▶ TASK STATEMENT
Search the data for the word "have" and copy out every line that has it.

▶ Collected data
□ □ □

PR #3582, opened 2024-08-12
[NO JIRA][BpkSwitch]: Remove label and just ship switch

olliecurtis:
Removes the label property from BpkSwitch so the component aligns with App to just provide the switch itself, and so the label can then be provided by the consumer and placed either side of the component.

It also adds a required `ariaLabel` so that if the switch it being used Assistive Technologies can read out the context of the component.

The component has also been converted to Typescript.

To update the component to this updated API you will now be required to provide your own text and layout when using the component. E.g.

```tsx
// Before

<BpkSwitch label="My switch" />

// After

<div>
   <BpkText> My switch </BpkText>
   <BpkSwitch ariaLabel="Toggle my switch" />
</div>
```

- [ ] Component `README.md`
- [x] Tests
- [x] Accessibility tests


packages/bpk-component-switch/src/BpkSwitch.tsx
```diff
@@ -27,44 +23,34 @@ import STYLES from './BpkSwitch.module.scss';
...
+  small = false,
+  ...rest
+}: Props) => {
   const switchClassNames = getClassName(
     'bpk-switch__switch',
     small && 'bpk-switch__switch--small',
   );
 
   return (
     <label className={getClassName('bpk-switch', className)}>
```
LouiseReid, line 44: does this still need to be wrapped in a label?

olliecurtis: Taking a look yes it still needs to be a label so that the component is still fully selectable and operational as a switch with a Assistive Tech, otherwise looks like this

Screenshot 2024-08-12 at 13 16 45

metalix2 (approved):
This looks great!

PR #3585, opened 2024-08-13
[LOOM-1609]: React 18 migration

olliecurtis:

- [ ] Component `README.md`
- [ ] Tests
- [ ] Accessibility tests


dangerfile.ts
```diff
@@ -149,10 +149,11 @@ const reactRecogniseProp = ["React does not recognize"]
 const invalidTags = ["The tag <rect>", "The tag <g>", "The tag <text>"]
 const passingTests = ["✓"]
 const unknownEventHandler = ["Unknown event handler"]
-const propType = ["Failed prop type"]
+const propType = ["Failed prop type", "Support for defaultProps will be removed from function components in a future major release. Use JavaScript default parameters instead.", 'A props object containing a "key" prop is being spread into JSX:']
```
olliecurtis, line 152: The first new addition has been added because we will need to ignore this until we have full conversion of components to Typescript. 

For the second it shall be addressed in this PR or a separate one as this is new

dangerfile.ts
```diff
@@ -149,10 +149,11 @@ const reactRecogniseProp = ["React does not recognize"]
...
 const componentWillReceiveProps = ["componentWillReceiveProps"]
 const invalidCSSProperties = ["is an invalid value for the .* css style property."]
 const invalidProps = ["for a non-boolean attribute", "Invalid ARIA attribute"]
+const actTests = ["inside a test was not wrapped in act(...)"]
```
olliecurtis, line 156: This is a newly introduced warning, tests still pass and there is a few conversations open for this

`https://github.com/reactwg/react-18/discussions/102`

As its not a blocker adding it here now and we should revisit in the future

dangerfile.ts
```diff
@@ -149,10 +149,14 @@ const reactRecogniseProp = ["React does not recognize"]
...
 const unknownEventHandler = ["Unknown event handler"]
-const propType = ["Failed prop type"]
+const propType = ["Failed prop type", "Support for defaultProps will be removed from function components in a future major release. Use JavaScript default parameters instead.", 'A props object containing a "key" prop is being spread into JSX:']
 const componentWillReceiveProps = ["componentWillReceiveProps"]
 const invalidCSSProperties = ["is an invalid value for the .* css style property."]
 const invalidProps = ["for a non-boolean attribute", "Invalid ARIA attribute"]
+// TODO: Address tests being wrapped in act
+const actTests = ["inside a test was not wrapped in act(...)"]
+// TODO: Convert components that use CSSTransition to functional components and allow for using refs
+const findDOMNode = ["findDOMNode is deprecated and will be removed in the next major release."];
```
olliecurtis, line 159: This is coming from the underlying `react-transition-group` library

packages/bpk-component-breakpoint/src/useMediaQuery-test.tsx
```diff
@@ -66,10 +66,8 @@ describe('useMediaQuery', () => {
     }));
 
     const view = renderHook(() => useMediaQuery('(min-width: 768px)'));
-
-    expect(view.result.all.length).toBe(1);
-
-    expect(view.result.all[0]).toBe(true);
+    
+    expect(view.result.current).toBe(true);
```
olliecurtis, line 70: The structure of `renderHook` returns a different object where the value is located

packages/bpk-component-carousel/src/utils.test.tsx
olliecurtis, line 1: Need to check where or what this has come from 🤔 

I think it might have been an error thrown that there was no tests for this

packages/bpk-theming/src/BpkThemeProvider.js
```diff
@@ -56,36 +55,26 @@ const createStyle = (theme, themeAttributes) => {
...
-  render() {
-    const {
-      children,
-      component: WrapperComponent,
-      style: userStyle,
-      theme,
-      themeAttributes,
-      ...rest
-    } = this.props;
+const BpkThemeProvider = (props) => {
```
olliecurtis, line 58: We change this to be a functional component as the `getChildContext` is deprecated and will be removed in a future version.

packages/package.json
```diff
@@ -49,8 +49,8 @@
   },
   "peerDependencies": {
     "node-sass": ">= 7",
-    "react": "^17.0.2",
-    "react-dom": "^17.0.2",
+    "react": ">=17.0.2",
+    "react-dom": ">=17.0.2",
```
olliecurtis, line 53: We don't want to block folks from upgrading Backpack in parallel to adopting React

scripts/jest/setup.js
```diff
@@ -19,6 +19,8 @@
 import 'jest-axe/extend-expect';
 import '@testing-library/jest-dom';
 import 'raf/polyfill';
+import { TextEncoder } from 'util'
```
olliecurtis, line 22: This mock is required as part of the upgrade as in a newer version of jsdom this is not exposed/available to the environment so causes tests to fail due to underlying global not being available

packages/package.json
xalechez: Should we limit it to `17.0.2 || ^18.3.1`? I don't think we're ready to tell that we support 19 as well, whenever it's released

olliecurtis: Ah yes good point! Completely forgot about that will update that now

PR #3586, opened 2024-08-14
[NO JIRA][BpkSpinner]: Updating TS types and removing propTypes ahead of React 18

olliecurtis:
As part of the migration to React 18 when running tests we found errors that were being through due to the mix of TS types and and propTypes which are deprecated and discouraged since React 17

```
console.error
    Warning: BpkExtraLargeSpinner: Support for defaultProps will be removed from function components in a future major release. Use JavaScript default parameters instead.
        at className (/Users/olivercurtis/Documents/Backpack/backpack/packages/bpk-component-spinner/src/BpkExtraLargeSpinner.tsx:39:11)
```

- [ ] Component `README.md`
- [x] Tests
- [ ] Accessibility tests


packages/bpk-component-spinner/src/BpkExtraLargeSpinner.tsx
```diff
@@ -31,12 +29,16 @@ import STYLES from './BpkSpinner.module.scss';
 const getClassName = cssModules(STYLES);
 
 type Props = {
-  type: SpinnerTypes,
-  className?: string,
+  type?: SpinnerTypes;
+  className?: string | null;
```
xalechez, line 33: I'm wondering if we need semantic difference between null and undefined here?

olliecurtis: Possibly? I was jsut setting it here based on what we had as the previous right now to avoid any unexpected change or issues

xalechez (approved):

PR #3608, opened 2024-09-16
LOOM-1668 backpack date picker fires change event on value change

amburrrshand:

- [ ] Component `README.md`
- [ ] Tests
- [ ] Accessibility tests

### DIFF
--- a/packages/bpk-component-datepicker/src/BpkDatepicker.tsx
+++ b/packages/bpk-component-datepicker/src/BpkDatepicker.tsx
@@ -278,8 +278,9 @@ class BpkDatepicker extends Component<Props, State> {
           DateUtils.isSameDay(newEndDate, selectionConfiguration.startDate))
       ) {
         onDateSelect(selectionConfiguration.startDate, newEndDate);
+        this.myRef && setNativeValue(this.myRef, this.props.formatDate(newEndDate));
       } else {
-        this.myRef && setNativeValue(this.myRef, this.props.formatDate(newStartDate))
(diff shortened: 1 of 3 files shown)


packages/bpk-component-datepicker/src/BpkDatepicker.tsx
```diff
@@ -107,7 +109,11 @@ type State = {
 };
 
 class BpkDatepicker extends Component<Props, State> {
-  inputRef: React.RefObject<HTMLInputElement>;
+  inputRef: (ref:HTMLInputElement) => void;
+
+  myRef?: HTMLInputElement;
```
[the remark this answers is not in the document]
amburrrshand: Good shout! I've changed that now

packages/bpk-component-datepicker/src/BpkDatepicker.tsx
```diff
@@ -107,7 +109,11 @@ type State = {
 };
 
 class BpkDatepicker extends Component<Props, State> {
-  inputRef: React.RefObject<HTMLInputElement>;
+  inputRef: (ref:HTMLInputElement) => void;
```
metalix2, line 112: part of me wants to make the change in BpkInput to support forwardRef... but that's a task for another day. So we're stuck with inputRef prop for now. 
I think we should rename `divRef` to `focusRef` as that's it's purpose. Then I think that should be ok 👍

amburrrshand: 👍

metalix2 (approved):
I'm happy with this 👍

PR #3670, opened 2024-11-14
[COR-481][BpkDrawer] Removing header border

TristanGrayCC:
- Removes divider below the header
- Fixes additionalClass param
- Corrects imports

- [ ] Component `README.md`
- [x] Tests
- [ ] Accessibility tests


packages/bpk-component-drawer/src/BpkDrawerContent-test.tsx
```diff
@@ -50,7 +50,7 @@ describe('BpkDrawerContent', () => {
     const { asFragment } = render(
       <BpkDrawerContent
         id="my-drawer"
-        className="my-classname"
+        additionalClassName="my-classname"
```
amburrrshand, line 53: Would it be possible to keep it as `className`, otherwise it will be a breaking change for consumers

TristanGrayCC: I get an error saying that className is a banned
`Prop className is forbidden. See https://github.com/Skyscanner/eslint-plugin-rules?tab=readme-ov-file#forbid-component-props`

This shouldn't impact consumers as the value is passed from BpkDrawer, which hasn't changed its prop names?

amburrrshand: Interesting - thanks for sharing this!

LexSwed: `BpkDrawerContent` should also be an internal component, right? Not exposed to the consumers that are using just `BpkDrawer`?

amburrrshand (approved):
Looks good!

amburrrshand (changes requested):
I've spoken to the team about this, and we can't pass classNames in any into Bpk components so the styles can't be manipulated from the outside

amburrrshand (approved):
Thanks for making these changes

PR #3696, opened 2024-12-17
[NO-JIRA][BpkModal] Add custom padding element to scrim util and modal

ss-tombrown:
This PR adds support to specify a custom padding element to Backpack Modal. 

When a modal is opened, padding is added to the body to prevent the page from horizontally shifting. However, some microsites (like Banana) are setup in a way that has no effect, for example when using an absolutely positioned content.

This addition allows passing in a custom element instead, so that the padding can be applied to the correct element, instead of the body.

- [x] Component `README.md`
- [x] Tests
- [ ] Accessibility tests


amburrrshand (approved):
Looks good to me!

□ □ □

▶ ANSWER FOR THE TASK
olliecurtis, line 152: The first new addition has been added because we will need to ignore this until we have full conversion of components to Typescript. 
I think it might have been an error thrown that there was no tests for this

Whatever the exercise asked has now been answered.